Ascolta l’intervista a Davide Bomben

Papa Francesco ha scritto la Laudato sì

L’enciclica papale è legata all’importanza della convivenza fra le specie, perché quando l’uomo imparerà a convivere con le altre specie, sarà in pace con se stesso. Noi dobbiamo imparare a convivere con quello che è stato e quello che ci è stato dato, che è la natura.

I Rangers che ruolo hanno fattivamente in questo, giorno dopo giorno?

Le persone sanno che il buon Dio ha creato il mondo, come lo conosciamo, in sei giorni. Il settimo giorno di fatto si è riposato. Nessuno sa che cosa è successo nell”ottavo giorno. Ebbene noi amiamo dire che nell’ottavo giorno Dio ha creato i Ranger, ovvero i protettori della natura, affinché potessero proteggere tutto quello che ha creato per noi. I Rangers sono questo. Sono quelle persone, uomini e donne, che dedicano la loro vita alla continuazione delle specie e alla sopravvivenza di qualcosa di ben più importante che il solo concetto della natura.
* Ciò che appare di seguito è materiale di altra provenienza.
PR #471, opened 2025-09-14
Query temporal directly for workflow runs

saqadri:
Currently `workflow-runs-list` tool only works for the in-memory state of the MCPApp, which won't surface previous runs or persist across restarts. This change makes it work by querying temporal directly.

## Summary by CodeRabbit

- New Features
  - Workflow runs listing now supports pagination (limit, page size, next page token) across server and client.
  - Workflow status entries now include workflow_id and run_id.
  - CLI supports authentication via MCP_API_KEY in addition to stored credentials; credentials also discovered in XDG config paths.

- Bug Fixes
  - More robust credential handling: atomic saves, clearer warnings on corrupted files, and cleanup across all locations.

- Refactor
  - CLI app commands moved under “apps” namespace (mcp-agent apps …); legacy apps group removed.
  - Cloud workflow commands use async server resolution with improved errors for missing server URLs.


src/mcp_agent/executor/temporal/workflow_registry.py
```diff
@@ -216,23 +216,140 @@ async def get_workflow_status(
...
-        return result
+        # Collect all executions for this task queue (best effort)
+        try:
+            await self._executor.ensure_client()
+            client = self._executor.client
+
+            # Use caller query if provided; else default to newest first
+            query_local = query or "order by StartTime desc"
+
+            iterator = client.list_workflows(
```
rholinshead, line 260: Just noting for later -- when we push support for multiple users using a server, we'll need to add the auth checks in the proxy layer for this request, which will have implications for results returned (e.g. we'll only return those that the user has permission to see)

saqadri: Good point, let me mark that as a TODO comment in the code as well. I think this is reasonable for the time being but agreed we'll want this to be user-scoped in the future.

src/mcp_agent/executor/temporal/workflow_registry.py
```diff
@@ -216,23 +216,140 @@ async def get_workflow_status(
...
+                        temporal_status.get("status")
+                        if isinstance(temporal_status, dict)
+                        else None
+                    )
+                    if isinstance(ts, str):
+                        status_dict["status"] = ts.lower()
+                        status_dict["running"] = ts.upper() in {"RUNNING", "OPEN"}
+                except Exception:
+                    pass
+
```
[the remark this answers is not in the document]
rholinshead: Could be legit if there is a large count of workflows; list workflows seems to already get most of the describe info from the resulting WorkflowExecution entity, right?

src/mcp_agent/executor/workflow_registry.py
```diff
@@ -267,12 +298,33 @@ async def get_workflow_status(
...
+        workflows = list(self._workflows.values()) if self._workflows else []
+        try:
+            workflows.sort(
+                key=lambda wf: (wf.state.updated_at if wf.state else None) or 0,
+                reverse=True,
+            )
+        except Exception:
+            pass
+
+        result: List[Dict[str, Any]] = []
```
rholinshead, line 321: Ok to skip pagination for default registry?

src/mcp_agent/executor/temporal/workflow_registry.py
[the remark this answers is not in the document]
saqadri: Will investigate

src/mcp_agent/executor/workflow.py
```diff
@@ -586,6 +586,8 @@ async def get_status(self) -> Dict[str, Any]:
         """
         status = {
             "id": self._run_id,
+            "workflow_id": self.id,
```
rholinshead, line 589: As part of testing can you please double-check that serialization works for the workflow commands, e.g. `uv run mcp-agent workflows runs <server_url>`

src/mcp_agent/executor/temporal/workflow_registry.py
rholinshead: Fwiw, this client code shouldn't really need to know/care about it, as long as our rpc metadata passes through the api key. Our backend proxy layer will handle the auth checks, but will need to handle pagination and such with some in-memory processing

src/mcp_agent/executor/workflow_registry.py
saqadri: Yes that should be fine IMO. At least for now

src/mcp_agent/executor/workflow.py
saqadri: Tested this and works, but also made some updates so that we handle the case where we return a next_page_token (though we don't actually use that token in the CLI yet)

src/mcp_agent/executor/temporal/workflow_registry.py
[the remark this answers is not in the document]
saqadri: Thanks, fixed

PR #473, opened 2025-09-14
Making MCP Server Aggregator Cloud ready

andrew-lastmile:
Local run:
image

Cloud run:
image

To do: 
- investigate why this example fails to start file-system server

### DIFF
--- a/examples/basic/mcp_server_aggregator/main.py
+++ b/examples/basic/mcp_server_aggregator/main.py
@@ -8,8 +8,16 @@ from rich import print
 
 app = MCPApp(name="mcp_server_aggregator")
 
-
-async def example_usage_persistent():
+@app.tool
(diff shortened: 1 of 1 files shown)


andrew-lastmile:
non-persistent mode fails for the filesystem mcp server:

```
Filesystem server (@modelcontextprotocol/server-filesystem):
	•	Stateful by design.
	•	Needs to negotiate roots (allowed directories) with the client at initialization.
	•	Exposes a larger toolset (read_text_file, list_directory, etc.), which depends on knowing its roots.
	•	In non-persistent mode, the aggregator spins it up, but there’s no stable channel to handle that roots handshake — so it errors out:
	•	Failed to validate request: 'NoneType' object has no attribute 'roots'
	•	Tool 'read_text_file' not found
```
	
non-blocking issue, merging for now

Perché la natura è biodiversità. Nella biodiversità troviamo la ricchezza, quindi è più ricchezza e più ricchezza vuol dire dare a chi si occupa di questi animali ovviamente l’importanza giusta. Soprattutto, su questo io ci tengo tantissimo, visto che la convivenza fra uomini e animali nelle comunità soprattutto africane è complessa, poiché spesso e volentieri la natura viene vista anche come luogo dove depredare in qualche modo e poter acquisire degli elementi importanti, il turismo gioca una chiave veramente importante perché dà valore all’animale vivo. E solo il giorno in cui il valore dell’animale vivo sarà superiore a quello dell’animale morto noi avremo vinto la guerra, il bracconaggio.
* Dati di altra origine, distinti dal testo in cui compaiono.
PR #501, opened 2025-09-17
feat: optional set global setting

alienzach:


alienzach:
* **#501** <a href="https://app.graphite.dev/github/pr/lastmile-ai/mcp-agent/501?utm_source=stack-comment-icon" target="_blank">Graphite</a> 👈 <a href="https://app.graphite.dev/github/pr/lastmile-ai/mcp-agent/501?utm_source=stack-comment-view-in-graphite" target="_blank">(View in Graphite)</a>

Lo sport è qualcosa di profondamente connaturato al significato che Nelson Mandela dava al concetto di libertà e uguaglianza. Lei che cosa ne pensa?
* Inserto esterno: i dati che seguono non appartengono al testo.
PR #502, opened 2025-09-17
Sampling/Elicitation for workflows via sampling

roman-van-der-krogt:
- added a signal handler `_user_response` to (auto) workflows
- in `session_proxy`, if we're running in a temporal workflow, opt for the async request, and wait for the signal to arrive
- in `client_proxy`, call either the new async request (if requested), or the existing synchronous request
- in `app_server`, add a new asynchronous endpoint for sampling and elicitation. When called returns immediately after starting a task that executes on the request, then signals the result to the workflow
  - some major refactoring here, to extract common code between the two request methods
  - also refactored the auth requests, which were duplicated in each `internal` endpoint

Other things:
- new example for sampling/elicitation using (local) temporal
- in `sampling_handler`, add more details on the sampling request/response for the user to make an informed decision

## Summary by CodeRabbit

- New Features
  - Added an elicitation demo (tool, workflow, client, and worker) demonstrating booking + haiku flow with workflow status polling and a top-level runnable example.
  - Added async-request support for workflows to enable non-blocking RPC-style interactions.
  - LLM creation now accepts an agent name string.

- Bug Fixes / Improvements
  - Human approval prompts now include concise request/response summaries and metadata for clearer review.

- Refactor
  - Centralized gateway authentication and modularized internal request dispatch.

- Documentation
  - New example config and secrets templates for Temporal setups.

- Chores
  - Example deps updated to include Temporal SDK.


src/mcp_agent/executor/temporal/session_proxy.py
```diff
@@ -116,15 +119,27 @@ async def request(
             return {"error": "missing_execution_id"}
 
         if _in_workflow_runtime():
+            from temporalio import workflow
```
saqadri: We already import workflow as `_twf` at the start of the file

src/mcp_agent/executor/temporal/session_proxy.py
```diff
@@ -116,15 +119,27 @@ async def request(
...
             act = self._context.task_registry.get_activity("mcp_relay_request")
-            return await self._executor.execute(
+
+            await self._executor.execute(
                 act,
+                True,
```
saqadri: What does this True refer to? (worth adding a brief inline comment)

src/mcp_agent/executor/temporal/session_proxy.py
```diff
@@ -116,15 +119,27 @@ async def request(
...
+            await workflow.wait_condition(
+                lambda: _workflow_states.get(exec_id, {}).get('response_received', False)
+            )
+
+            return _workflow_states.get(exec_id, {}).get('response_data', {"error": "no_response"})
+
+        # Non-workflow (activity/asyncio): direct call and wait for result
         return await self._system_activities.relay_request(
-            exec_id, method, params or {}
+            False, exec_id, method, params or {}
```
saqadri: nit: 
```suggestion
            make_async_call=False, exec_id, method, params or {}
```

src/mcp_agent/executor/workflow.py
```diff
@@ -429,6 +429,27 @@ async def cancel(self) -> bool:
         from temporalio.common import RawValue
         from typing import Sequence
 
+        @workflow.signal()
+        async def _user_response(self, response: Dict[str, Any]):
+            """Signal handler that receives user responses."""
+            # Import here to avoid circular dependencies
+            try:
+                from temporalio import workflow
```
saqadri: This was imported on line 428

src/mcp_agent/executor/temporal/session_proxy.py
```diff
@@ -20,6 +20,9 @@
 from mcp_agent.executor.temporal.temporal_context import get_execution_id
 
 
+# Global state for signal handling (will be stored per workflow instance)
+_workflow_states: Dict[str, Dict[str, Any]] = {}
```
saqadri: Does this need to be protected with a lock? Generally would prefer to have some kind of API to interact with this. Also, should this be part of `WorkflowRegistry`?

saqadri: Better documentation on key/value would be great as well

src/mcp_agent/mcp/client_proxy.py
```diff
@@ -149,46 +149,109 @@ async def notify_via_proxy(
...
-            timeout_float = float(str(timeout_str).strip())
-        except Exception:
+            from temporalio import workflow, activity
+            in_temporal = workflow.in_workflow()
+            if in_temporal:
+                workflow_id = workflow.info().workflow_id
+            else:
+                in_temporal = activity.in_activity()
+                if in_temporal:
+                    workflow_id = activity.info().workflow_id
```
saqadri, line 171: This is unreachable code right?

src/mcp_agent/mcp/client_proxy.py
```diff
@@ -149,46 +149,109 @@ async def notify_via_proxy(
...
-    if timeout_str is None:
-        timeout_float = None  # no timeout by default; activity timeouts still apply
-    else:
+    if make_async_call:
+        # Make sure we're running in a Temporal workflow context
         try:
-            timeout_float = float(str(timeout_str).strip())
-        except Exception:
+            from temporalio import workflow, activity
+            in_temporal = workflow.in_workflow()
```
saqadri, line 165:
```suggestion
            in_workflow = workflow.in_workflow()
```

src/mcp_agent/mcp/sampling_handler.py
```diff
@@ -115,10 +185,14 @@ async def _human_approve_response(
 
         from mcp_agent.human_input.types import HumanInputRequest
 
+        response_summary = _format_sampling_response_for_human(result)
+
         req = HumanInputRequest(
             prompt=(
                 "LLM has generated a response. Respond 'approve' to send, "
                 "anything else to reject (your input will be recorded as reason)."
```
saqadri, line 193: Do we need this in the sampling handler btw? Or can it just send it without human intervention.

saqadri (commented):
Generally looks good, but concerned about the use of a global _workflow_states.
At minimum would be great to consolidate that into WorkflowRegistry, or have APIs to interact with it so callers aren't mutating the dict directly.

src/mcp_agent/executor/workflow.py
roman-van-der-krogt: True, but that is somehow out of scope here. Not sure by what logic exactly, but it errors out. (See also the import on line 456, where we import `workflow` yet again.)

src/mcp_agent/mcp/client_proxy.py
roman-van-der-krogt: No, it is not. When we are in a workflow and run `SystemActivities.relay_request` as an activity, when we hit this point, `workflow.in_workflow()` returns `False`, and `activity.in_activity()` returns `True`, and we can access the outer workflow id from `activity.info()`.

src/mcp_agent/mcp/sampling_handler.py
roman-van-der-krogt: According to the [spec](https://modelcontextprotocol.io/specification/2025-06-18/client/sampling#user-interaction-model):

```
Applications SHOULD:
- [...]
- Present generated responses for review before delivery
```

So, I think we should (in the lower case sense) keep this

src/mcp_agent/executor/temporal/session_proxy.py
```diff
@@ -117,20 +117,49 @@ async def request(
...
                 method,
                 params or {},
             )
+
+            if execution_info.get("error", "") != "":
+                return execution_info
+
+            signal_name = execution_info.get("signal_name", "")
+
+            if signal_name == "":
```
saqadri: nit: should we check for None as well?

src/mcp_agent/executor/temporal/session_proxy.py
```diff
@@ -248,17 +277,17 @@ async def list_roots(self) -> types.ListRootsResult:
...
-        *,
-        max_tokens: int,
-        system_prompt: str | None = None,
-        include_context: types.IncludeContext | None = None,
-        temperature: float | None = None,
-        stop_sequences: List[str] | None = None,
-        metadata: Dict[str, Any] | None = None,
-        model_preferences: types.ModelPreferences | None = None,
-        related_request_id: types.RequestId | None = None,
+            self,
```
saqadri: Just confirming this indentation is intentional

src/mcp_agent/workflows/factory.py
```diff
@@ -72,27 +72,24 @@ def create_llm(
...
-        provider=provider,
-        model=model,
-        request_params=request_params,
-        context=context,
-    )
 
-    return factory(agent=agent)
+@overload
+def create_llm(
+    agent: str,
```
saqadri: This should probably be agent_name

saqadri (approved):
Looks awesome! Just a few minor comments

src/mcp_agent/executor/temporal/session_proxy.py
roman-van-der-krogt: That's my formatter deciding it needs more indentiation :/

src/mcp_agent/workflows/factory.py
roman-van-der-krogt: Indeed. Good catch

Invictus vuol dire invincibile e non esiste nessuno di invincibile più di chi ha conosciuto la sconfitta e l’ha vinta. Quella è l’invincibilità. Lo sport è una chiave di lettura, è un paradigma, è un modo di pensare e di vivere. Lo sport è azione. Lo sport è dedizione, lo sport è abdicazione. Lo sport è dare se stessi per se stessi o per il proprio team. Il mio lavoro come istruttore capo di unità Ranger, non solo in Sudafrica, ma in altre parti del continente africano, è quello di dare loro delle competenze, delle tecniche, delle tattiche. Ma la cosa più importante – quello che noi chiamiamo il quadrato tattico – oltre le giuste persone, la giusta formazione è la giusta motivazione. E lo sport diventa un collante per motivare le persone. Il progetto che ho deciso di lanciare insieme proprio al Parco Kruger e alla comunità Zulu, una comunità di 45 mila persone che vive proprio intorno al Parco nazionale è quello di lanciare due volte l’anno una specie di mini torneo di calcio, perché effettivamente è lo sport che accomuna tutti. In quel pallone rotolano tante diverse esperienze, tante diverse opportunità… Così abbiamo creato questa uniforme per motivare i nostri ragazzi.